■ Task brief
Copy each line of the material in which the word "cancellationToken" appears.

■ Working data
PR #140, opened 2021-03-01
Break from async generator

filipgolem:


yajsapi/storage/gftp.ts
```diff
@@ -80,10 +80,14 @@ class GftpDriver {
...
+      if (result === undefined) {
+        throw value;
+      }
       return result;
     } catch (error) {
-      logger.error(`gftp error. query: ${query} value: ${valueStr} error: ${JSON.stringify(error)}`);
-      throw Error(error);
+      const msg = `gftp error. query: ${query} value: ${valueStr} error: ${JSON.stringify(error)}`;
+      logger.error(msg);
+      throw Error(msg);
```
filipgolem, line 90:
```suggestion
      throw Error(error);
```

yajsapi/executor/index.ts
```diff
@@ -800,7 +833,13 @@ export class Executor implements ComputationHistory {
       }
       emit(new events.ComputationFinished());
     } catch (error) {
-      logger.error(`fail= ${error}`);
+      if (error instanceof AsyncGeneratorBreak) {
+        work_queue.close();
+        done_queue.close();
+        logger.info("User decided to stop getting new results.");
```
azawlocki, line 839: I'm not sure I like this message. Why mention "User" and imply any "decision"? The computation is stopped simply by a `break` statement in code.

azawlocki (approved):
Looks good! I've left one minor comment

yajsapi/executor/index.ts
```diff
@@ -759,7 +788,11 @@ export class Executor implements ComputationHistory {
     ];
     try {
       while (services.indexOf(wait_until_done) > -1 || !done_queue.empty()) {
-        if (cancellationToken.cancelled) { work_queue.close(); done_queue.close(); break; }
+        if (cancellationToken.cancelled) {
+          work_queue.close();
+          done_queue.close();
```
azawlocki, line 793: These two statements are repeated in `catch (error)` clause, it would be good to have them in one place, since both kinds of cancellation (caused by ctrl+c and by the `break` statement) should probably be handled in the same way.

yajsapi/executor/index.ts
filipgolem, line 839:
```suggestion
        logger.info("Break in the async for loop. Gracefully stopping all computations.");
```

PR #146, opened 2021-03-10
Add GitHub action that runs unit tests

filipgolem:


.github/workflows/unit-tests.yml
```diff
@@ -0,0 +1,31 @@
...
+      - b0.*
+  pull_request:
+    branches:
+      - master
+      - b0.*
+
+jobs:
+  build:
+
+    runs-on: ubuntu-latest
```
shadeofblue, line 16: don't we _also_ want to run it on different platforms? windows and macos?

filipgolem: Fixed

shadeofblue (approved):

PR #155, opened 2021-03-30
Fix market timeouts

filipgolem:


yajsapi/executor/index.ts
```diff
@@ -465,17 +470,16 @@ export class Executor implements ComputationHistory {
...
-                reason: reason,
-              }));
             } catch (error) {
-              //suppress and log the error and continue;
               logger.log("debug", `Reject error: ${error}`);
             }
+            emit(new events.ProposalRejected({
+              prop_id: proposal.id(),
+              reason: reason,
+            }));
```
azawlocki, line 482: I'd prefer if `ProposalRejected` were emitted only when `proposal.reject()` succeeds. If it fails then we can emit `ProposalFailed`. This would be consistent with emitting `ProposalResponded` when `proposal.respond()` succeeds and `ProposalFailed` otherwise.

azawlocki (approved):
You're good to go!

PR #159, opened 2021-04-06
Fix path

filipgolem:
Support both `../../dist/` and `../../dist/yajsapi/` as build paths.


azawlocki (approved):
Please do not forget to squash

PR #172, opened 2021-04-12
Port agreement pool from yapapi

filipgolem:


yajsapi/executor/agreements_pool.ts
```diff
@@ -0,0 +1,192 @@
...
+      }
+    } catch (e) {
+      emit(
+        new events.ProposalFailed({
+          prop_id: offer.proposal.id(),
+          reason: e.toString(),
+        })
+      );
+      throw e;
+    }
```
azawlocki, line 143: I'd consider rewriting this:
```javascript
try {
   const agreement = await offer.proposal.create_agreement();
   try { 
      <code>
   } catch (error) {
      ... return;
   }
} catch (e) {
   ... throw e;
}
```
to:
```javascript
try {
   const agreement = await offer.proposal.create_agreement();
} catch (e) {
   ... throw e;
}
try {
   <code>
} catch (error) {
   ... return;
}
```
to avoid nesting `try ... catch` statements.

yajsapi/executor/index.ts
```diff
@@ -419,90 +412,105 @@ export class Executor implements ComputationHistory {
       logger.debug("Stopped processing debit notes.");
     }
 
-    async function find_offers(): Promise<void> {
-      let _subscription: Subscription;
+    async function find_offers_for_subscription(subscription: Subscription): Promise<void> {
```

■ Solution to this exercise
-        if (cancellationToken.cancelled) { work_queue.close(); done_queue.close(); break; }
+        if (cancellationToken.cancelled) {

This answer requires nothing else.